*AIM OF THE EXERCISE*. Go through the data below line by line. Give only the number of lines that contain "high".

*GIVEN DATA*.
PR #6845, opened 2023-08-04
Add icdf functions for Beta, Gamma, Chisquared and StudentT distributions

amyoshino:
**What is this PR about?**
Adds ICDF functions to Beta, Gamma, Chisquared and StudentT distributions.

Issue https://github.com/pymc-devs/pymc/issues/6612

This is a work in progress. The quantile functions depend on two main functions: 
- Inverse of the regularized incomplete beta function: `betaincinv`
- Inverse to the regularized lower incomplete gamma function: `gammaincinv`

Those are implemented in SciPy but not in Pytensor yet. When importing the two functions from `scipy.special` and plugging them in the desired formula, I get a `TypeError` like this below: 

`"TypeError: ufunc 'betaincinv' not supported for the input types, and the inputs could not be safely coerced to any supported types according to the casting rule ''safe''"`

image

It looks like the most straightforward way to make these icdf functions work is to implement them in Pytensor, in the same way the [`pt.betainc` has been implemented](https://github.com/pymc-devs/pytensor/blob/0b558d8e65ee6603b80be566d36a036b68a97ee0/pytensor/scalar/math.py#L1335)

Any comments about if this is the right path? If so I am happy to open an issue in Pytensor as a feature request, and possibly helping on its development if nobody else wants to take it. But if there is any ideas on how to make it simpler than that, let me know. 

References:
- SciPy betaincinv: https://docs.scipy.org/doc/scipy/reference/generated/scipy.special.betaincinv.html
- SciPy gammaincinv: https://docs.scipy.org/doc/scipy/reference/generated/scipy.special.gammaincinv.html
- ChiSquared: https://www.wolframalpha.com/input?i=chi+squared+distribution+quantile+function
- Beta: https://www.wolframalpha.com/input?i=beta+distribution+quantile+function
- Gamma: https://www.wolframalpha.com/input?i=gamma+distribution+quantile+function
- StudentT: https://www.wolframalpha.com/input?i=student+distribution+quantile+function

**Checklist**

## Major / Breaking Changes
- ...

## New features
- ...

## Bugfixes
- ...

## Documentation
- ...

## Maintenance
- ...

----
:books: Documentation preview :books:: https://pymc--6845.org.readthedocs.build/en/6845/

### DIFF
--- a/pymc/distributions/continuous.py
+++ b/pymc/distributions/continuous.py
@@ -2088,7 +2088,7 @@ class Cauchy(Continuous):
     def icdf(value, alpha, beta):
         res = alpha + beta * pt.tan(np.pi * (value - 0.5))
         res = check_icdf_value(res, value)
-        return check_parameters(
+        return check_icdf_parameters(
             res,
             beta > 0,
             msg="beta > 0",
@@ -2172,7 +2172,7 @@ class HalfCauchy(PositiveContinuous):
     def icdf(value, loc, beta):
         res = loc + beta * pt.tan(np.pi * (value) / 2.0)
         res = check_icdf_value(res, value)
-        return check_parameters(
+        return check_icdf_parameters(
             res,
             beta > 0,
             msg="beta > 0",
@@ -2591,7 +2591,7 @@ class Weibull(PositiveContinuous):
     def icdf(value, alpha, beta):
         res = beta * (-pt.log(1 - value)) ** (1 / alpha)
         res = check_icdf_value(res, value)
-        return check_parameters(
+        return check_icdf_parameters(
             res,
             alpha > 0,
             beta > 0,
@@ -3151,7 +3151,7 @@ class Triangular(BoundedContinuous):
             upper - np.sqrt((upper - lower) * (upper - c) * (1 - value)),
         )
         res = check_icdf_value(res, value)
-        return check_parameters(
+        return check_icdf_parameters(
             res,
             lower <= c,
             c <= upper,
@@ -3254,7 +3254,7 @@ class Gumbel(Continuous):
     def icdf(value, mu, beta):
         res = mu - beta * pt.log(-pt.log(value))
         res = check_icdf_value(res, value)
-        return check_parameters(
+        return check_icdf_parameters(
             res,
             beta > 0,
             msg="beta > 0",
@@ -3472,7 +3472,7 @@ class Logistic(Continuous):
     def icdf(value, mu, s):
         res = mu + s * pt.log(value / (1 - value))
         res = check_icdf_value(res, value)
-        return check_parameters(
+        return check_icdf_parameters(
             res,
             s > 0,
             msg="s > 0",
@@ -3822,7 +3822,7 @@ class Moyal(Continuous):
     def icdf(value, mu, sigma):
         res = sigma * -pt.log(2.0 * pt.erfcinv(value) ** 2) + mu
         res = check_icdf_value(res, value)
-        return check_parameters(
+        return check_icdf_parameters(
             res,
             sigma > 0,
             msg="sigma > 0",
--- a/pymc/distributions/continuous.py
+++ b/pymc/distributions/continuous.py
@@ -33,7 +33,7 @@ from pytensor.graph.op import Op
 from pytensor.raise_op import Assert
 from pytensor.tensor import gammaln
 from pytensor.tensor.extra_ops import broadcast_shape
-from pytensor.tensor.math import tanh
+from pytensor.tensor.math import betaincinv, gammaincinv, tanh
 from pytensor.tensor.random.basic import (
     BetaRV,
     _gamma,
@@ -1227,6 +1227,16 @@ class Beta(UnitContinuous):
             msg="alpha > 0, beta > 0",
         )
 
+    def icdf(value, alpha, beta):
+        res = betaincinv(alpha, beta, value)
+        res = check_icdf_value(res, value)
+        return check_icdf_parameters(
+            res,
+            alpha > 0,
+            beta > 0,
+            msg="alpha > 0, beta > 0",
+        )
+
 
 class KumaraswamyRV(RandomVariable):
     name = "kumaraswamy"
@@ -1872,6 +1882,21 @@ class StudentT(Continuous):
             msg="nu > 0, sigma > 0",
         )
 
+    def icdf(value, nu, mu, sigma):
+        res = pt.switch(
+            pt.lt(value, 0.5),
+            -pt.sqrt(nu) * pt.sqrt((1.0 / betaincinv(nu * 0.5, 0.5, 2.0 * value)) - 1.0),
+            pt.sqrt(nu) * pt.sqrt((1.0 / betaincinv(nu * 0.5, 0.5, 2.0 * (1 - value))) - 1.0),
+        )
+        res = mu + res * sigma
+        res = check_icdf_value(res, value)
+        return check_icdf_parameters(
+            res,
+            nu > 0,
+            sigma > 0,
+            msg="nu > 0, sigma > 0",
+        )
+
 
 class Pareto(BoundedContinuous):
     r"""
@@ -2271,6 +2296,16 @@ class Gamma(PositiveContinuous):
             pt.log(pt.gammainc(alpha, beta * value)),
         )
         return check_parameters(res, 0 < alpha, 0 < beta, msg="alpha > 0, beta > 0")
+
+    def icdf(value, alpha, scale):
+        res = scale * gammaincinv(alpha, value)
+        res = check_icdf_value(res, value)
+        return check_icdf_parameters(
+            res,
+            alpha > 0,
+            scale > 0,
+            msg="alpha > 0, beta > 0",
+        )
 
 
 class InverseGamma(PositiveContinuous):
--- a/tests/distributions/test_continuous.py
+++ b/tests/distributions/test_continuous.py
@@ -411,6 +411,13 @@ class TestMatchesScipy:
             lambda value, alpha, beta: st.beta.logcdf(value, alpha, beta),
         )
 
+    def test_beta_icdf(self):
+        check_icdf(
+            pm.Beta,
+            {"alpha": Rplus, "beta": Rplus},
+            lambda q, alpha, beta: st.beta.ppf(q, alpha, beta),
+        )
+
     def test_kumaraswamy(self):
         # Scipy does not have a built-in Kumaraswamy
         def scipy_log_pdf(value, a, b):
@@ -557,6 +564,13 @@ class TestMatchesScipy:
             lambda value, nu, mu, sigma: st.t.logcdf(value, nu, mu, sigma),
         )
 
+    def test_studentt_icdf(self):
+        check_icdf(
+            pm.StudentT,
+            {"nu": Rplusbig, "mu": R, "sigma": Rplusbig},
+            lambda q, nu, mu, sigma: st.t.ppf(q, nu, mu, sigma),
+        )
+
     def test_cauchy(self):
         check_logp(
             pm.Cauchy,
@@ -621,6 +635,13 @@ class TestMatchesScipy:
             Rplus,
             {"alpha": Rplusbig, "beta": Rplusbig},
             lambda value, alpha, beta: st.gamma.logcdf(value, alpha, scale=1.0 / beta),
+        )
+
+    def test_gamma_icdf(self):
+        check_icdf(
+            pm.Gamma,
+            {"alpha": Rplusbig, "beta": Rplusbig},
+            lambda q, alpha, beta: st.gamma.ppf(q, alpha, scale=1.0 / beta),
         )
 
     def test_inverse_gamma_logp(self):


amyoshino:
@ricardoV94 now that https://github.com/pymc-devs/pytensor/pull/502 is merged, we are able to complete this PR.

The tests are failing because `betaincinv` and `gammaincinv` cannot be imported from `pytensor.tensor.math`, I guess it is matter of time to pytensor to be updated. I will restart the checks when it happens. 

Let me know what you think.

ricardoV94:
They should be imported directly from pytensor.tensor.

pymc.math has a subset of hand-picked functions for users

ricardoV94:
You can see which PyTensor version is being installed in the CI.

pymc/distributions/continuous.py
```diff
@@ -1235,6 +1235,16 @@ def logcdf(value, alpha, beta):
             msg="alpha > 0, beta > 0",
         )
 
+    def icdf(value, alpha, beta):
+        res = betaincinv(alpha, beta, value)
+        res = check_icdf_value(res, value)
+        return check_parameters(
```
ricardoV94: Should use https://github.com/pymc-devs/pymc/blob/main/pymc%2Fdistributions%2Fdist_math.py#L76

And in the other functions 

This is because the default `check_parameters` was developed for logp in mind and pymc replaces it by -inf sometimes, which doesn't make sense for icdf expressions

ricardoV94 (changes requested):

pymc/distributions/continuous.py
```diff
@@ -1875,6 +1885,22 @@ def logcdf(value, nu, mu, sigma):
             msg="nu > 0, sigma > 0",
         )
 
+    def icdf(value, nu, mu, sigma):
+        _, sigma = get_tau_sigma(sigma=sigma)
```
ricardoV94: This is useless?

pymc/distributions/continuous.py
```diff
@@ -2271,6 +2297,17 @@ def logcdf(value, alpha, scale):
         )
         return check_parameters(res, 0 < alpha, 0 < beta, msg="alpha > 0, beta > 0")
 
+    def icdf(value, alpha, scale):
+        beta = pt.reciprocal(scale)
```
ricardoV94: If beta is just used for the assert, could instead assert scale and avoid the reciprocal

pymc/distributions/continuous.py
```diff
@@ -2439,6 +2476,10 @@ def __new__(cls, name, nu, **kwargs):
     def dist(cls, nu, **kwargs):
         return Gamma.dist(alpha=nu / 2, beta=1 / 2, **kwargs)
 
+    def icdf(value, nu):
```
ricardoV94: Not needed. This Class just returns a Gamma variable so the icdf will work already like this.

tests/distributions/test_continuous.py
```diff
@@ -332,6 +332,13 @@ def test_chisquared_logcdf(self):
             lambda value, nu: st.chi2.logcdf(value, df=nu),
         )
 
+    def test_chisquared_icdf(self):
```
ricardoV94: No need to test, the Gamma is enough

tests/distributions/test_continuous.py
```diff
@@ -562,6 +576,18 @@ def test_studentt_logcdf(self):
             lambda value, nu, mu, sigma: st.t.logcdf(value, nu, mu, sigma),
         )
 
+    def test_studentt_icdf(self):
+        check_icdf(
+            pm.StudentT,
+            {"nu": Rplusbig, "mu": R, "lam": Rplus},
+            lambda q, nu, mu, lam: st.t.ppf(q, nu, mu, lam**-0.5),
+        )
+        check_icdf(
```
ricardoV94: No need for both parametrization tests. That's something we used to do for logp but makes no sense really, unless the expression we used depended on the parametrization

ricardoV94 (commented):
Couple more comments. Looks great otherwise

ricardoV94:
Yeah it's strange it's still installing 2.18.4, even though 2.18.5 was released already some days ago. We may need to be just a bit more patient?

pymc/distributions/continuous.py
amyoshino: Ops, my bad! Actually I just realized that some of the other icdf functions I have implemented were using `check_parameters` instead of `check_icdf_parameters`. I've changed them in the commit https://github.com/pymc-devs/pymc/pull/6845/commits/be24e627a698659037db8cb8affb9c82ad24d2ee, but if you think those are out of topic, I can revert it and create a new PR only for these small changes.

pymc/distributions/continuous.py
amyoshino: It looks like so, I kept it earlier because the logcdf function above it also uses it in the same way. 
Because we are testing from tau as well in the test suite, I thought it would be part of the tau/sigma conversion, or that it initialize sigma = 1 whenever neither sigma and tau are not passed as arguments. 
However, when I take it out, the tests pass anyways even for non initialized arguments, so I think it is useless.
Removed in the commit https://github.com/pymc-devs/pymc/pull/6845/commits/be24e627a698659037db8cb8affb9c82ad24d2ee

pymc/distributions/continuous.py
amyoshino: Done! Even though checking for scale, I kept beta on the user facing message, because this is the parameterization used in the documentation. Fixed in https://github.com/pymc-devs/pymc/pull/6845/commits/be24e627a698659037db8cb8affb9c82ad24d2ee

pymc/distributions/continuous.py
amyoshino: Very interesting!! Removed that! Thanks for pointing this out. 
Fixed in https://github.com/pymc-devs/pymc/pull/6845/commits/be24e627a698659037db8cb8affb9c82ad24d2ee

tests/distributions/test_continuous.py
amyoshino: Forgot to change it in https://github.com/pymc-devs/pymc/commit/be24e627a698659037db8cb8affb9c82ad24d2ee. Fixed in https://github.com/pymc-devs/pymc/pull/6845/commits/fdfe4a1de8dc59293e8ab1e935780f5f7257f2e3.

tests/distributions/test_continuous.py
amyoshino: Pardon my lack of attention, I forgot to add this as well in previous commits. Fixed in https://github.com/pymc-devs/pymc/pull/6845/commits/e045748f94a51bf1d7905ff7526bbe82f03577e9

amyoshino:
> Yeah it's strange it's still installing 2.18.4, even though 2.18.5 was released already some days ago. We may need to be just a bit more patient?

Right! That's what I thought, I saw the pytenor release 4 days ago and thought it was a good experience to try it now and see if the update immediately applies. No rush on it, it will work soon.

pymc/distributions/continuous.py
ricardoV94: It's fine to do it here. Thanks for the fix

pymc/distributions/continuous.py
ricardoV94: Sounds good

pymc/distributions/continuous.py
ricardoV94: Can you just squash the commits related to the new functionality into a single commit and have the fix for the previous implementations as a separate commit?

You will have to force-push after that. Also if it's your first time backup your branch first!

amyoshino: I will try that! It will be an interesting experience.

amyoshino: After failing quite a bit, it is done!
Icdf implementations + tests in https://github.com/pymc-devs/pymc/pull/6845/commits/babc47923fd8272014be2c2f948ad917cfc60609
Fixing `check_parameters` --> `check_icdf_parameters` in https://github.com/pymc-devs/pymc/pull/6845/commits/c54cd1d05cfe9fabd913bcf1479dc6c730cd53b6

ricardoV94: Awesome. I see however there's a 3rd commit: "merge main". usually when keeping a clean git history in your PR you would update via pull rebase instead of the default pull merge.

I think this won't be a problem and the commit will drop when we rebase and merge but something I thought you might want to know

ricardoV94:
@maresb any idea why CI is not yet installing the last PyTensor? Was there an issue on the conda side?

pymc/distributions/continuous.py
amyoshino: Thanks for guiding me through this. I always used the "update branch" in the github UI at the top of the repository, whenever I start working or before the revision. 
The previous "merge main" was kind of a hassle when I tried to rebase to squash commits. It was a good learning lesson, and from now on I will shift to pull rebase.

ricardoV94: I'm still learning myself. The recommended source, if you want to learn it less randomly, is usually https://git-scm.com/book/en/v2

Some chapters are more useful than others if you already know you are working specifically with git + github

amyoshino: Nice!! Thank you for the resource! I definitely want to level up in git skills.

maresb:
It uploaded successfully on anaconda.org, so I restarted the tests.

amyoshino:
Interesting way to restart the tests! I searched for and the recommendation I found was to push an empty commit, but I think this is nicer.

ricardoV94:
You can also just ask a dev woth write permissions. We can restart them from GitHub interface

amyoshino:
Apologies, I have re-requested review by mistake.

amyoshino:
@ricardoV94 can you restart the tests? I don't think it is failing due to the changes we've made in this PR. The failed ones below seems to be unrelated with the icdf functions, let me know if I am mistaken. 

tests/distributions/test_mixture.py::TestHurdleMixtures::test_hurdle_zero_draws[dist-0.05-non_psi_args8] FAILED [ 97%]
tests/distributions/test_mixture.py::TestHurdleMixtures::test_hurdle_zero_draws[dist-0.3-non_psi_args9] FAILED [ 97%]
tests/distributions/test_mixture.py::TestHurdleMixtures::test_hurdle_zero_draws[dist-0.4-non_psi_args10] FAILED [ 97%]
tests/distributions/test_mixture.py::TestHurdleMixtures::test_hurdle_zero_draws[dist-0.9-non_psi_args11] FAILED [ 98%]

ricardoV94:
They could actually be related. The hurdle mixture uses truncated rvs for the non-zero part. And with these icdfs several truncated variables will switch from rejection sampling to inverse cdf sampling

amyoshino:
Got it, thanks for the pointers. I am still investigating what is the problem. 
I have spent few hours trying to debug but I still can't find what is going on. 
So far, drawing from `Gamma` works well, but inside the `Truncated` it does not. The same do not happen with other functions that I tried (Normal, Beta, HalfCauchy, InverseGamma - picked here some that have icdf functions and some that does not).

It looks like the error points to this numpy function, and now I am in the quest to find how to access `high` and `low` for the Truncated Gamma: https://github.com/numpy/numpy/blob/448e4dabb5e7d593af7d164a335dc7e44e17ec95/numpy/random/_generator.pyx#L1081

Here is what I got until now, and I will keep you posted about progress. But If by looking at it you have any clues, let me know. 

Drawing from Gamma, Beta, etc works as expected (I added some prints for debug purposes):
image

Drawing from Truncated only fails for Gamma:
image

amyoshino:
I have an update but it is still a mystery for me that it raises the `high - low overflow error` when passing only lower but not when passing lower and upper. And that it only happens with `Truncated(Gamma)` but not with `Truncated(Beta)` for example.

image

amyoshino:
I just narrowed the problem down to the following:
As stated by @ricardoV94, the hurdle mixture uses truncated rvs for the non-zero part. The failing tests are breaking when passing Gamma.dist to the Truncated.dist. 
- When I try to simulate the part it breaks the test with `Truncated.dist(Gamma.dist(alpha = 5, beta = 2), lower = 0.01).eval()` it  fails in the middle when trying to sample from a uniform distribution with `UniformRV.rng_fn`. It does so because the inputs for this function (rng_fn) in `tensor.random.op.py` is something like [array(7.64934096e-07), array(nan)] and when trying to generate a number with upper or lower as NaN, it gives the Overflow error we are observing (see [this link line 1081](https://github.com/numpy/numpy/blob/448e4dabb5e7d593af7d164a335dc7e44e17ec95/numpy/random/_generator.pyx#L1081))
- When trying another distribution with icdf implemented, like Beta.distr, and run `Truncated.dist(Beta.dist(alpha = 5, beta = 2), lower = 0.01).eval()` it works. In this case the arguments for the rng_fn function is something like [array(1.835008e-05), array(1.)], the number is then sampled from a uniform distribution and the function finish running. 
- Another experiment that went successful is when I pass lower and upper to `Truncated.dist(Gamma.dist(alpha = 5, beta = 2), lower = 0.01, upper = 1000).eval()` it finishes without any problems. 

I am clueless about why in Gamma the Op does not create the second argument in the case of Truncated(Gamma) but does for other Truncated distributions I have tested. I am stuck in the part where it fails when calling the function`getattr()` inside `pytensor.tensor.random.op.rng_fn()`, and running the debug mode in this goes to so many places that makes me lost. In summary, I did my best in trying to find where (and if) I can solve this problem within the scope of this PR, and can't proceed here without help with this.

ricardoV94:
Is the nan coming from `pm.logcdf(pm.Gamma.dist(alpha=2, beta=5), np.inf)?

ricardoV94:
Sounds like PyTensor gammainc C code does not have a special case for np.inf:

https://github.com/pymc-devs/pytensor/blob/19e1a982e5a2e9ba2bd9d708133abf102c6fb835/pytensor/scalar/c_code/gamma.c#L217-L223

In contrast this scipy has a special case? 
https://github.com/scipy/scipy/blob/4ecf5638c36c3a87b473056f5fffecfeddffd368/scipy/special/cephes/igam.c#L149-L151

amyoshino:
> `pm.logcdf(pm.Gamma.dist(alpha=2, beta=5), np.inf)`

Indeed, this code returns nan. I tried to fix it writing the special case for np.inf in the `gamma.c` function but it didn't work out yet. Maybe there are other places I need to change in order to make it work. 


`DEVICE double GammaP (double n, double x)
{                               /* --- regularized Gamma function P */
  if ((n <= 0) || (x < 0)) return NPY_NAN;  /* check the function arguments */
  if (x <=  0) return 0;        /* treat x = 0 as a special case */
  if (x < n+1) return _series(n, x) *exp(n *log(x) -x -logGamma(n));
  if (isinf(n)) {
    if (isinf(x)) return NPY_NAN;
    return 0;
  } 
  if (isinf(x)) return 1;
  return 1 -_cfrac(n, x) *exp(n *log(x) -x -logGamma(n));
}  /* GammaP() */

/*--------------------------------------------------------------------*/

DEVICE double GammaQ (double n, double x)
{                               /* --- regularized Gamma function Q */
  if ((n <= 0) || (x < 0)) return NPY_NAN;  /* check the function arguments */
  if (x <=  0) return 1;        /* treat x = 0 as a special case */
  if (x < n+1) return 1 -_series(n, x) *exp(n *log(x) -x -logGamma(n));
  if (isinf(n)) {
    if (isinf(x)) return NPY_NAN;
    return 1;
  } 
  if (isinf(x)) return 0;
  return _cfrac(n, x) *exp(n *log(x) -x -logGamma(n));
}  /* GammaQ() */`

Even with this, the `pm.logcdf(pm.Gamma.dist(alpha=2, beta=5), np.inf)` still returns nan.

ricardoV94:
You need to delete pytensor cache or bump the Op c_cache_version number. Try `pytensor-cache clear` or `pytensor cache-clear` I never remember. If clear doesn't work use purge

ricardoV94:
That PR should probably do a similar fix for the complementary gammainc function (gammaincc?)

ricardoV94:
@amyoshino PyTensor new release should be in conda soon. We will need to update the pin on PyTensor version here, as it was a "major" release (or in a separate PR if there are other things that need fix) 

https://github.com/pymc-devs/pytensor/releases/tag/rel-2.19.0

amyoshino:
> @amyoshino PyTensor new release should be in conda soon. We will need to update the pin on PyTensor version here, as it was a "major" release (or in a separate PR if there are other things that need fix)
> 
> https://github.com/pymc-devs/pytensor/releases/tag/rel-2.19.0

That's awesome!! Looking forward to it to be updated! 
Let me know if I need to do anything with respect to this PR as part of the process.

ricardoV94:
You need to bump the PyTensor dependency constraints on the PyMC side

amyoshino:
Ah, I see! Alright, let me try that then! Thanks for the pointer.

amyoshino:
Just pushed the bump dependency modifications in here. Seems like there is one test failing though, which wasn't failing when I ran the test suite locally.

ricardoV94:
@amyoshino I'm taking core of the Pytensor bump in https://github.com/pymc-devs/pymc/pull/7203

ricardoV94:
> Just pushed the bump dependency modifications in here. Seems like there is one test failing though, which wasn't failing when I ran the test suite locally.

May have been an unlucky seed, rerunning it

amyoshino:
> @amyoshino I'm taking core of the Pytensor bump in #7203

In much better hands now 😄 


> > Just pushed the bump dependency modifications in here. Seems like there is one test failing though, which wasn't failing when I ran the test suite locally.
> 
> May have been an unlucky seed, rerunning it

It was indeed a bad luck, the only missing part was the mypy, I guess because of the very outdated repo. I rebased and left only the previous commits here, so it is failing now because PyTensor is still 2.18. I thin the way then is to wait for your PR to be merged and try again, right?

ricardoV94:
> I think the way to go then is to wait for your PR to be merged and try again, right?

Right. I was hoping it was an easier bump, but it also unpins a Python major version :D

amyoshino:
Cool! It looks like the bump is merged! Looking forward to restart the checks when you think is appropriate.

amyoshino:
> > Cool! It looks like the bump is merged! Looking forward to restart the checks when you think is appropriate.
> 
> You can rebase anytime to incorporate the bump

Ah, true! I got so excited that the bump was merged and this potentially can be merged after so long that I forgot that 😅  My apologies haha

ricardoV94 (approved):
Amazing work @amyoshino !!

twiecki:
Congrats, this was a tricky one!

amyoshino:
That was fun! 😄 
Thank you for the support through this journey!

*ANSWER TO THIS TASK*. 2